Este es el frente más fútbolero del WR.


----------



## Rayines

*¡¡Felicitaciones Áristos!!, un gusto siempre leer tus mensajes .*


----------



## Priss

_*El buen Aristos alcanzo sus 2.000 primeros... Y pareciera que son muchos más por la sabiduría y amabilidad (además de buen humor) que le pone a sus posts. *_
_*Muchas felcidades!!!*_


----------



## cuchuflete

Te felicito y te agradezco mucho Áristos.  Es un placer leer tus contribuciones.


----------



## Áristos

¡Pero qué detallazo! Llevo demasiado poco tiempo (activo) en este foro como para merecer semejante obsequio 
2000 posts ya, madre mía... Se me ha hecho cortísimo. Cuando uno se divierte, está a gusto haciendo algo, y además conoce a tantas personas entrañables como en la familia de WordReference, las cosas fluyen suaaaaaavemente.

Iré uno por uno:

*BocaJuniors*: Mi amigazo Francisco, mi hermano en WR. El detalle de tener la idea de felicitarme, las sentidas palabras que me dedicas y la manera en que me engañaste para despistarme mientras abrías este hilo D) me han emocionado mucho. Muchas gracias, de corazón. 
Las sentimientos que me dedicas son correspondidos por mi parte. Nada en WR sería igual para mí sin "vos", y sin nuestras charlas antológicas.
Gracias a "vos" llevo un trocito del escudo de Boca tatuado en el corazón, junto al escudo del Real Madrid.
Que sepas que comparar mi modesta aportación a este foro con los éxitos de los héroes de leyenda que pusiste es exagerar como un bellaco 
Sólo te faltaron Paco Gento (6 copas de Europa) y José Antonio Camacho (corajudo lateral, ex-seleccionador español, nacido en mi querida Cieza y alumno del mismo colegio al que yo fui jejeje).
Un abrazo muy fuerte de tu amigo Gabriel, y si vienes a España te debo una visita a este templo.

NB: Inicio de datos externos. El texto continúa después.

PR #41578, opened 2022-03-20
[9.x] remove useless if statement from SupportReflectorTest

hAz5:
because of Laravel9 min PHP requirement is 8 and above , this if statement is useless

```
if (PHP_MAJOR_VERSION >= 8) {
    eval('
namespace Illuminate\Tests\Support;
```

### DIFF
--- a/tests/Support/SupportReflectorTest.php
+++ b/tests/Support/SupportReflectorTest.php
@@ -89,17 +89,12 @@ class B extends A
     }
 }
 
-if (PHP_MAJOR_VERSION >= 8) {
-    eval('
-namespace Illuminate\Tests\Support;
-
 class C
 {
     public function f(A|Model $x)
     {
         //
     }
-}');
 }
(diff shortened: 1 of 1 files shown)


tests/Support/SupportReflectorTest.php
```diff
@@ -89,8 +89,7 @@ public function f(parent $x)
     }
 }
 
-if (PHP_MAJOR_VERSION >= 8) {
-    eval('
+eval('
```
GrahamCampbell, line 92: We don't need this eval, either.

GrahamCampbell (changes requested):

tests/Support/SupportReflectorTest.php
hAz5: thank you for your review :)
i fix it

driesvints:
Thanks!

PR #41579, opened 2022-03-20
[9.x] Add startingAt and endingAt to console scheduler

jwpage:
This PR adds the `startingAt()` and `endingAt()` helper functions to the Artisan scheduler, for the situations where you want to start running a command only after or before a given date. The functions accept a DateTime or string, which is parsed to a Carbon instance.

Tests are attached to check that:

* startingAt in the past passes filters
* startingAt in the future does not pass filters
* endingAt in the future passes filters
* endingAt in the past does not pass filters

If this PR is merged I can make a pull request to the docs repo to add relevant documentation.

### DIFF
--- a/src/Illuminate/Console/Scheduling/ManagesFrequencies.php
+++ b/src/Illuminate/Console/Scheduling/ManagesFrequencies.php
@@ -20,6 +20,32 @@ trait ManagesFrequencies
     }
 
     /**
+     * Schedule the event to start running at a specific datetime.
+     *
+     * @param DateTime|string $end
+     * @return $this
+     */
+    public function startingAt(DateTime $start)
+    {
+        $start = Carbon::parse($start)->timezone($this->timezone);
+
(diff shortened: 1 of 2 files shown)


jwpage:
Just realised this doesn't play nicely with `artisan schedule:list` because it's using `Event::when()` and will show the next run date earlier than they actually start running.

Marking this as draft for now.

src/Illuminate/Console/Scheduling/ManagesFrequencies.php
```diff
@@ -19,6 +19,32 @@ public function cron($expression)
         return $this;
     }
 
+    /**
+     * Schedule the event to start running at a specific datetime.
+     *
+     * @param \DateTime|string $end
```
seriquynh, line 25: This param docblock is wrong. It must be $start.

driesvints:
Going to close this due to inactivity. Feel free to attempt a new PR if you decide to pick this up again. Thanks

PR #42441, opened 2022-05-19
fix: Incorrect mask position

lscar:
- Fix mask error when $index<-strlen($string)，for example "Str::mask('ssss','*', -6, 1);" the current output is "*sss"
- Use the original code style and fix the "offset" value of mb_strpos()

### DIFF
--- a/src/Illuminate/Support/Str.php
+++ b/src/Illuminate/Support/Str.php
@@ -495,18 +495,15 @@ class Str
             return $string;
         }
 
-        $strlen = mb_strlen($string, $encoding);
-        $startIndex = $index;
-
-        if ($index < 0) {
-            $startIndex = $index < -$strlen ? 0 : $strlen + $index;
+        $posIndex = $index;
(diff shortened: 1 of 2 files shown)


taylorotwell:
I dunno - I'm kind of done messing with this method. I don't think your test case is intuitive to me.

lscar:
A month ago, I discovered the problem that if there are repeated substrings in the masked string, the mask position is wrong[#1235](https://github.com/laravel/lumen-framework/issues/1235)。

However "driesvints" said it wasn't a bug, so I didn't push my code. Didn't realize I missed a code merge opportunity until I saw this[#42295](https://github.com/laravel/framework/pull/42295)

The test cases I used might not be very realistic. My thinking is also wrong. I think subscripting of negative numbers is circular. Negative subscripts that exceed the length of the string itself start again from the end of the string. This logic may not conform to mainstream cognition.

After this incident it did make me a little frustrated, but thanks for your reply anyway. @taylorotwell

PR #42444, opened 2022-05-19
[9.x] Extract ServeCommand env list to static property

rasmuscnielsen:
This PR extracts the hardcoded list of allowed ENV variables from the ServeCommand to a public static property. 

**Background**

Currently the Artisan serve command filters out any host ENV variables that is not explicitly listed in a hardcoded array.

```
return in_array($key, [
    'APP_ENV',
    'LARAVEL_SAIL',
    'PHP_CLI_SERVER_WORKERS',
    'PHP_IDE_CONFIG',
    'SYSTEMROOT',
    'XDEBUG_CONFIG',
    'XDEBUG_MODE',
    'XDEBUG_SESSION',
]) ? [$key => $value] : [$key => false];
```

This makes it hard as a developer to add pass additional ENV to the server process - for instance from docker-compose.yml using Sail. The additional ENV can be accessed just fine from CLI but will never be accessible from the browser because it is filtered out from the serve command.

**Proposal**

Make it easier to allow extra ENV to be passed through to the php built-in server by extracting the above list to a public static property so it can be changed from a ServiceProvider@register/boot function without having to extend and customise the serve command.

Additionally it could be handy to automatically pass through any ENV variable starting with a prefix such as `PUBLIC_` or `LARAVEL_`. 
This is similar to what VUE CLI does by making any ENV variables accessible from client javascript if they start with `VUE_APP_`. This would give the best developer experience as no customisations are needed by the developer.
If there is support for this I'm happy to implement it too.

### DIFF
--- a/src/Illuminate/Foundation/Console/ServeCommand.php
+++ b/src/Illuminate/Foundation/Console/ServeCommand.php
@@ -45,11 +45,11 @@ class ServeCommand extends Command
     protected $portOffset = 0;
 
     /**
-     * The env variables that should be passed from host machine to the php server process.
+     * The environment variables that should be passed from host machine to the PHP server process.
      *
      * @var string[]
      */
-    public static $passthruEnv = [
+    public static $passthroughVariables = [
         'APP_ENV',
         'LARAVEL_SAIL',
         'PHP_CLI_SERVER_WORKERS',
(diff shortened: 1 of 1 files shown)


zolotov88:
Laravel Octane do the same things. It is a reason why do not use it)

PR #42449, opened 2022-05-19
[9.x] Adds expected behavior to `where` function in query builder

dunhamjared:
_Coming at this with a different angle -- original: https://github.com/laravel/framework/pull/42432_

If you pass an array of values as the operator, I expect it to return rows that include those values. 

For example:

```
DB::table('users')->where('name', ['foo', 'bar']);
```

Would return users that have the name `foo` and `bar`. 

However, it only returns users that have the name `foo`.

### DIFF
--- a/src/Illuminate/Database/Query/Builder.php
+++ b/src/Illuminate/Database/Query/Builder.php
@@ -712,7 +712,7 @@ class Builder implements BuilderContract
         // If operator is an array and has multiple values, we will assume the developer
         // wants a “where in” clause instead. We also assume the developer wants a
         // "where not in" if they use the "whereNot" function.
-        if(is_array($operator) && count($operator) > 1) {
+        if(is_array($operator) || $operator instanceof Arrayable) {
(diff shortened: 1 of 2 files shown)


lk77:
Well it's the expected behaviour, that's how the sql where clause works

lk77:
Well if you want you can use the equal sign :

```
DB::table('Customer')->where('City',  '=', 'Paris');
```

dunhamjared:
@lk77 Yes, I understand that you can pass a comparison operator under the operator argument.

lk77:
I don't like the idea of making too much assumptions on what the dev wants or does not wants,

like for example  :

```
DB::table('Customer')->where('City', $city);
```

is it a where or a where in ?

taylorotwell:
Just call `whereIn`.

lk77:
I understand your point of view, but your not gaining that much, you correct a potential mistake from new devs, and make the syntax a little bit shorter

dunhamjared:
@lk77 A bunch of little gains add up. 

If we always live by "but your not gaining that much" to dismiss a change, then Laravel, and many other things in life, wouldn't be where it is today.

*Antpax: *Si yo soy digno de tus felicitaciones por mis míseros 2000 primeros posts, ¿qué no merecerás tú? Eres uno de los colaboradores "clásicos", siempre contribuyendo de manera acertada y precisa. Un verdadero modelo para todos los demás foreros en general, y españoles en particular.
Sólo espero poder parecerme en algo a ti, y seguir sumando aportaciones que puedan ser útiles. Silenciosamente, poco a poco, igual que trabaja una hormiguita 
Otro fuerte abrazo para ti de este murcianico.

*Namarne*: Bueno, bueno.... te ha costado pero al final salió la felicitación. ¡Y muy sincera, por cierto! Si me dices lo de la calidad de mis posts al final me lo voy a acabar por creer...  Otra de esas personas con tal cantidad de posts, y de tanta calidad, que me resulta embarazoso que me feliciten a mí, pero en fin...
¡Cojo ese abrazo culé encantadisisisímo, y te envío otro abrazo madridista con todo mi cariño!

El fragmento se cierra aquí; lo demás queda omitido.